What needs to be done:
Look through the entries below and extract exactly the lines from the one containing "PR #10014, opened 2026-07-21" through the one containing "- Keep a small", ends included.

Provided records:
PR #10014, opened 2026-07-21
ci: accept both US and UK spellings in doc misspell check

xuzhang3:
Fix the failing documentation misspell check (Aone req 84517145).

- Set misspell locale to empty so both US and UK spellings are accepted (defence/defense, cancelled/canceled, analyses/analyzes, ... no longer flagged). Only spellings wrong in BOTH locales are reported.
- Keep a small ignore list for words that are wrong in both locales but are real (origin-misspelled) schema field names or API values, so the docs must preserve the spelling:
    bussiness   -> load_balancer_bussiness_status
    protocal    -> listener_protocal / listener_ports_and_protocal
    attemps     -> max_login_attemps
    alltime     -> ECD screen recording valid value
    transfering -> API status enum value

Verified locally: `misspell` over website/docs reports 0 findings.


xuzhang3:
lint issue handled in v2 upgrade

==

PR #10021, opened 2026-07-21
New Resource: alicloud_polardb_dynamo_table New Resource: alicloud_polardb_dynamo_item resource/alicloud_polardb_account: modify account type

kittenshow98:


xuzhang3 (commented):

Task response:
PR #10014, opened 2026-07-21
ci: accept both US and UK spellings in doc misspell check

xuzhang3:
Fix the failing documentation misspell check (Aone req 84517145).

- Set misspell locale to empty so both US and UK spellings are accepted (defence/defense, cancelled/canceled, analyses/analyzes, ... no longer flagged). Only spellings wrong in BOTH locales are reported.
- Keep a small ignore list for words that are wrong in both locales but are real (origin-misspelled) schema field names or API values, so the docs must preserve the spelling:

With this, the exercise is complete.